What is the number of $n \times n$ binary matrices $A$ such that $\det(A) = \text{perm}(A)$?

To address questions (1) and (2), let's start with hardmath's comment. The set of matrices with zero permanent is a subset of the set we want to count, and it's easier to describe. Nonetheless, the number of such matrices is recorded in https://oeis.org/A088672 only up to $6\times6$, combining the efforts of three contributors. In the literature, we find this article:

  • C. J. Everett and P. R. Stein, The asymptotic number of (0,1)-matrices with zero permanent, Disc. Math. 6 (1973), 29–34.

The authors apply standard techniques such as Inclusion-Exclusion, but they can only get asymptotic bounds. All this suggests to me that there is no obvious, simple formula or algorithm. Maybe there exists a simple formula, but finding it will take some novel insight into these problems.

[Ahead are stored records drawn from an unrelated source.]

PR #1101, opened 2022-01-28
Multiple condition row  highlighting on pivot-table

ThatcherK:
Ticket #1060


di_website/visualisation/models.py
```diff
@@ -189,6 +191,62 @@ class RawCodePage(CodePageMixin, Page):
...
+    GREEN = '#2D5A27'
+    COLOUR_CHOICES = (
+    (RED, 'Red'),
+    (BLUE, 'Blue'),
+    (PINK, 'Pink'),
+    (YELLOW, 'Yellow'),
+    (ORANGE, 'Orange'),
+    (PURPLE, 'Purple'),
+    (GREEN, 'Green')
+    )
```
edwinmp, line 218: Don't limit the colour ... leave it as a blank field... give it the default as I requested in the instructions. I know these peeps ... they're too fickle and I'd rather not have to code anymore just to accommodate them. If you're set on these colours, add them in the `help_text` as the suggested options

src/components/PivotTable/PivotTable.tsx
```diff
@@ -28,8 +30,8 @@ export const StyledPivotTableHeader = styled.th<{ column: string }>`
 export const FilterWrapper = styled.div`
   padding: 1rem 2rem 2rem 2rem;
 `;
-export const TableRow = styled.tr<{ highlight: boolean }>`
-  background: ${(p) => (p.highlight ? '#ffb3b3' : 'none')};
+export const TableRow = styled.tr<{ highlight: string }>`
```
edwinmp, line 33: Give it a different name, one that says what it is ... a colour

src/components/PivotTable/utils/index.ts
```diff
@@ -158,21 +160,28 @@ export const addCommas = (rows: string[][]): string[][] => {
...
     case 'eq':
-      return cellValue === compareValue;
+      return value === compareValue;
     default:
       return false;
   }
 };
+
+export const rowHighlightChecker = (highlightedRows: HighlightedRow[], row: string[]): string => {
+  const myChecker = highlightedRows.filter((item) => item.label === row[0]);
```
edwinmp, line 183: Use `find` ... it returns a single value or null

edwinmp (changes requested):

di_website/visualisation/models.py
ThatcherK: I was thinking that if I left it blank, there would be room for error, felt safer knowing the color before hand

edwinmp: It's manageable error, won't break anything & the flexibility it provides is worth it ... I'd rather not have comms or Bill come to me every few weeks asking me to add a new colour.

ThatcherK: Okay

edwinmp: If you really want to be on the safe side, you can provide a link to a hex colour resource like this one https://hexcolorcodes.org/ in the help_text

edwinmp: Otherwise I trust the people using this to know their way around HTML colours.

ThatcherK:
@edwinmp changes made as requested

Now on to brute force. If we naively iterate through all $2^{n^2}$ matrices and check each one against all $n!/2$ odd permutations, then we can compute only a few terms of the sequence. Even if we perform 20 billion checks per second, computing $a(7)$ would take two years, and $a(8)$ would take 600,000 years.

Now, it's hard to erase that $2^{n^2}$ term. Still, there are several key speedups, each of which makes roughly another term feasible. They can be implemented in this order:

  1. Instead of iterating over possible values of the last row, compute how many spaces on the last row are "free", meaning that putting a $1$ there would not complete an odd permutation with the given values in the previous $n-1$ rows. If $k$ is the number of free spaces, then $2^k$ is the number of values of the last row that avoid all odd permutations, so we can immediately add that number to our running total. This increases our efficiency by a factor of $2^n/n$.
  2. Dynamic programming. As we iterate through the rows of the matrix, filling in values, reduce the set of odd permutations to check by grouping them according to their values in the remaining rows. By the time we enumerate the next-to-last row, we have only $n^2$ permutations to check. This increases our efficiency by a factor of $n!/n^2$.
  3. Column swaps. Modulo the sign of the permutations, we really only have to inspect representative matrices from orbits under the action of the symmetry group $(S_n\times S_n)\rtimes\mathbb Z/2$, which acts by permuting the rows and columns and transposing the matrix. In other words, we only need to check bipartite graphs up to graph isomorphism. Now, it's a little awkward to solve the graph isomorphism problem in the inner loop of the algorithm. A better tactic is to break up the orbits into more predictable chunks. First, we don't want to give up the big speedup that we got from projecting out the last row, so the symmetry group is reduced to $S_{n-1}\times S_n$. Let's take advantage of the bigger $S_n$ factor first, which swaps columns. We do this by only enumerating columns in increasing order, where the order is defined by taking the value of a column as a binary expansion, where the top row is the most significant bit. This can be computed row-by-row, and it dramatically reduces the number of matrices considered, by almost $n!$. I say "almost" for two reasons. One, some matrices will have large stabilizers under this action, equivalently small orbits. Second, we now have to keep track of even permutation matrices as well as odd permutation matrices, since some orbits will have to include odd permutations of the columns. And it takes a little effort to enforce the ordering and compute the stabilizers. But those problems aside, this increases our efficiency by $n!$.
  4. Row swaps. We can't get an similar $(n-1)!$ speedup by enforcing the same ordering among rows, because the previous column permutations don't preserve the binary value of a row. We can get close, though, by ordering rows according to their Hamming weight, which is preserved by column permutations. There are only $n+1$ possible weights, so this scheme results in unfortunately large stabilizers, and therefore unfortunately small orbits. But even if the typical stabilizer order is $2^{n-1}$, that's still a speedup of $(n-1)!/2^{n-1}$, which is totally worthwhile.
  5. Code optimization. A subset of the set of $2\times n$ partial permutations matrices can be represented as an $n^2$ bitfield. If $n\leq8$, this fits is a single $64$-bit machine register, and using $256$-bit SIMD instructions, we can process $4$ of those per cycle. Use a low-level language with support for generic programming, like C++, to eliminate dynamic allocation, minimize space of arrays, and optimize each row individually. Also, the problem is embarrassingly easy to parallelize to multiple CPU cores, or even multiple machines.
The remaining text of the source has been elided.